**EXERCISE DIRECTIONS**
Filter the entries down to the lines containing "files", and copy those lines.

GIVEN RECORDS: Begin

PR #713, opened 2026-02-17
Install tqdm when using setup.py

rbs-jacob:

PR #672 added a dependency on `tqdm` in `ofrak_pyghidra`, and updated the `requirements.txt` accordingly. It did not also update the `setup.py` file with this dependency. This caused issues when loading that package in internal code that installs OFRAK via its `setup.py` files.


rbs-jacob:
I don't remember the details 100%, but I think Wyatt added the modified requirements to reduce user friction when installing OFRAK directly (as opposed to running it in Docker). My understanding was that it would be better for a user to have an easy time getting OFRAK, with a risk of something breaking due to dependency change, rather than have a hard time getting it installed because of dependencies they might not end up using. 

For tests, Docker images, etc., we want exact pinned dependency versions, which is why the tests don't cover the setup.py files, I think. I agree it would be good to have some sanity check, but it's hard to do without also risking constant breakage due to dependency changes. If you still think we should add a test, let me know, and I will add one to this PR.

GIVEN RECORDS: End

**RESULT**
PR #672 added a dependency on `tqdm` in `ofrak_pyghidra`, and updated the `requirements.txt` accordingly. It did not also update the `setup.py` file with this dependency. This caused issues when loading that package in internal code that installs OFRAK via its `setup.py` files.
For tests, Docker images, etc., we want exact pinned dependency versions, which is why the tests don't cover the setup.py files, I think. I agree it would be good to have some sanity check, but it's hard to do without also risking constant breakage due to dependency changes. If you still think we should add a test, let me know, and I will add one to this PR.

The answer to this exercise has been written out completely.